Thanks for the reply's looks like I will pass on this one unless the price comes way down.


----------



## Mr Chips (Mar 23, 2008)

if you are looking for a deal on a TS, check out the Rigid R4511 table saw . I was in Depot today and it's on clearance for $299.99 ( grab a 10% coupon and its $269)

the reviews on this saw are pretty good, and at basically half price it's pretty hard to pass up, plus you have full warranty and 90 days to return it if you don't like it


----------



## Itsdanf (Jan 29, 2009)

Mr Chips said:


> if you are looking for a deal on a TS, check out the Rigid R4511 table saw . I was in Depot today and it's on clearance for $299.99 ( grab a 10% coupon and its $269)
> 
> the reviews on this saw are pretty good, and at basically half price it's pretty hard to pass up, plus you have full warranty and 90 days to return it if you don't like it


Mr. Chips, that's an amazing price for the R4511. I ran to HD this morning, hoping to take advantage of the deal. Nope, they didn't have it on sale, and they'd just sold their last one for the regular $499 price. They checked 6 stores in the area, and all were sold out of the R4511 (a discontinued model). Found one floor model, but it was missing the fence rails and fence clamp (just had the lonely fence itself). If I can find replacement parts, I might work out a deal with the manager to buy it. 

But your $299 deal sounds like a steal! Maybe it's a regional thing...

By the way, this is a HEAVY table saw -- driven by its granite top. HD guy said the only problem he'd heard about it was that the frame for the casters, which operates with a foot pedal to lift the unit for rolling/moving, can't handle the weight, and tends to bend/warp over time. Otherwise, a great machine.


----------



## Itsdanf (Jan 29, 2009)

Itsdanf said:


> Mr. Chips, that's an amazing price for the R4511. I ran to HD this morning, hoping to take advantage of the deal. Nope, they didn't have it on sale, and they'd just sold their last one for the regular $499 price. They checked 6 stores in the area, and all were sold out of the R4511 (a discontinued model). Found one floor model, but it was missing the fence rails and fence clamp (just had the lonely fence itself). If I can find replacement parts, I might work out a deal with the manager to buy it.
> 
> But your $299 deal sounds like a steal! Maybe it's a regional thing...
> 
> By the way, this is a HEAVY table saw -- driven by its granite top. HD guy said the only problem he'd heard about it was that the frame for the casters, which operates with a foot pedal to lift the unit for rolling/moving, can't handle the weight, and tends to bend/warp over time. Otherwise, a great machine.

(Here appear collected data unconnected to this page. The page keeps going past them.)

PR #861, opened 2021-11-23
Forward ref support for TableRow, Tabs, ToggleButton & ToggleButtonGroup

zchenwei:
*Description of changes:*

This PR will be adding Forward ref support for `TableRow`, `Tabs`, `ToggleButton` & `ToggleButtonGroup`

### DIFF
--- a/packages/react/src/primitives/Tabs/Tabs.tsx
+++ b/packages/react/src/primitives/Tabs/Tabs.tsx
@@ -1,16 +1,16 @@
-import * as React from 'react';
+import classNames from 'classnames';
 import {
   Root,
   List,
   Trigger as RadixTab,
   Content as Panel,
 } from '@radix-ui/react-tabs';
-import { TabsProps, TabItemProps } from '../types';
+import * as React from 'react';
+
 import { Flex } from '../Flex';
+import { View } from '../View';
+import { TabsProps, TabItemProps, PrimitiveWithForwardRef } from '../types';
 import { ComponentClassNames } from '../shared/constants';
-import classNames from 'classnames';
-import { convertStylePropsToStyleObj, prefixer } from '../shared/styleUtils';
-import { Primitive } from '../types';
 
 const isTabsType = (child: any): child is React.Component<TabItemProps> => {
   return (
@@ -21,29 +21,26 @@ const isTabsType = (child: any): child is React.Component<TabItemProps> => {
   );
 };
 
-export const Tabs: Primitive<TabsProps, typeof Flex> = ({
-  alignContent,
-  alignItems,
-  ariaLabel,
-  children,
-  className,
-  defaultIndex = 0,
-  currentIndex,
-  onChange,
-  indicatorPosition,
-  direction,
-  gap = '0',
-  spacing,
-  justifyContent,
-  wrap,
-  ...rest
-}: TabsProps) => {
+const TabsPrimitive: PrimitiveWithForwardRef<TabsProps, typeof Flex> = (
+  {
+    ariaLabel,
+    children,
+    className,
+    defaultIndex = 0,
+    currentIndex,
+    onChange,
+    indicatorPosition,
+    spacing,
+    ...rest
+  }: TabsProps,
+  ref
+) => {
   const tabs = React.Children.map(children, (child) => {
     if (!isTabsType(child)) {
       console.warn(
         'Amplify UI: <Tabs> component only accepts <TabItem> as children.'
       );
-      return null;
+      return {};
     }
 
     return child.props;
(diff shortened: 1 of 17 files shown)


packages/react/src/primitives/View/View.tsx
```diff
@@ -29,11 +26,8 @@ const ViewInner = <Element extends ElementType = 'div'>(
     as,
     {
       'aria-label': ariaLabel,
-      className,
       'data-testid': testId,
       disabled: isDisabled,
-      id,
-      role,
```
zchenwei, line 36: This is a bug. It basically provides `undefined` props and if we render like this `<View as={RadixTab}  />` but not supplying `role` and `id`, they will be overridden and clear out, probably through `{...rest}` internally.

packages/react/src/primitives/Tabs/Tabs.tsx
```diff
@@ -21,29 +21,26 @@ const isTabsType = (child: any): child is React.Component<TabItemProps> => {
...
+  {
+    ariaLabel,
+    children,
+    className,
+    defaultIndex = 0,
+    currentIndex,
+    onChange,
+    indicatorPosition,
+    spacing,
+    ...rest
```
reesscot, line 34: Thanks for cleaning this up

packages/react/src/primitives/Tabs/Tabs.tsx
```diff
@@ -21,29 +21,26 @@ const isTabsType = (child: any): child is React.Component<TabItemProps> => {
...
+  }: TabsProps,
+  ref
+) => {
   const tabs = React.Children.map(children, (child) => {
     if (!isTabsType(child)) {
       console.warn(
         'Amplify UI: <Tabs> component only accepts <TabItem> as children.'
       );
-      return null;
+      return {};
```
zchenwei, line 43: `null` will throw error on mapping operation.

packages/react/src/primitives/Tabs/Tabs.tsx
```diff
@@ -58,33 +55,26 @@ export const Tabs: Primitive<TabsProps, typeof Flex> = ({
...
-            >
-              {title}
-            </RadixTab>
-          ))}
+          {React.Children.map(children, (child, index) => {
+            if (!isTabsType(child)) {
+              return null;
+            }
+
+            return React.cloneElement(child, {
```
zchenwei, line 72: By cloning, we are able to clone the `ref` passed along. I don't find a way to reference `ref` directly from `child`

packages/react/src/primitives/View/View.tsx
reesscot: So, `className`, `role` and `id` will be passed through the `{...nonStyleProps}` correct?

reesscot (commented):
Looks good, just want to confirm the change to View doesn't cause any regressions.

packages/react/src/primitives/View/View.tsx
zchenwei: Yes, exactly. But if we list it explicitly and not specify values for them, then it pass in `undefined`

packages/react/src/primitives/Tabs/Tabs.tsx
```diff
@@ -96,7 +86,22 @@ export const Tabs: Primitive<TabsProps, typeof Flex> = ({
   );
 };
 
-export const TabItem: React.FC<TabItemProps> = () => <></>;
+const TabItemPrimitvie: PrimitiveWithForwardRef<TabItemProps, 'div'> = (
```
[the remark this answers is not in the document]
zchenwei: Nice catch!

packages/react/src/primitives/View/View.tsx
reesscot: Yeah, I've seen a related issue with the Radix `Dropdown` primitives we use in `Menu` where a passed `className` prop overrode the internal `className` and would break the component behavior. It looks like we have a test around `id`, and `role` but not for `className`. Would you mind adding a `className` test to `View.test.tsx`?

ericclemmons (approved):

reesscot:
It looks like we have a View tests around `id`, and `role` but not for `className`. Would you mind adding a `className` test to View.test.tsx?

reesscot (changes requested):
It looks like we have a View tests around id, and role but not for className. Would you mind adding a className test to View.test.tsx?

packages/react/src/primitives/shared/constants.ts
```diff
@@ -107,6 +107,5 @@ export enum ComponentClassNames {
   TextField = 'amplify-textfield',
   ToggleButton = 'amplify-togglebutton',
   ToggleButtonGroup = 'amplify-togglebuttongroup',
-  View = 'amplify-view',
```
zchenwei, line 110: Looks like this is not in use anywhere? Could we remove it?

slaymance (approved):

reesscot (approved):
LGTM, thanks for updating the tests.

Well, HD said they'd let me special-order the missing parts through them, deduct the cost from the $499 asking price, and give me a 10% discount on top. Not the great deal I was hoping for; however, that was after the guy spent 2 hours calling all the regional HD stores looking for an in-stock model (none available). While not the great deal I was hoping for, I'm going for it. Sure sad to know that I could get it for $299 if I was in a different location....


----------



## Scuba_Dave (Jan 16, 2009)

Had to check.....none at my local store


----------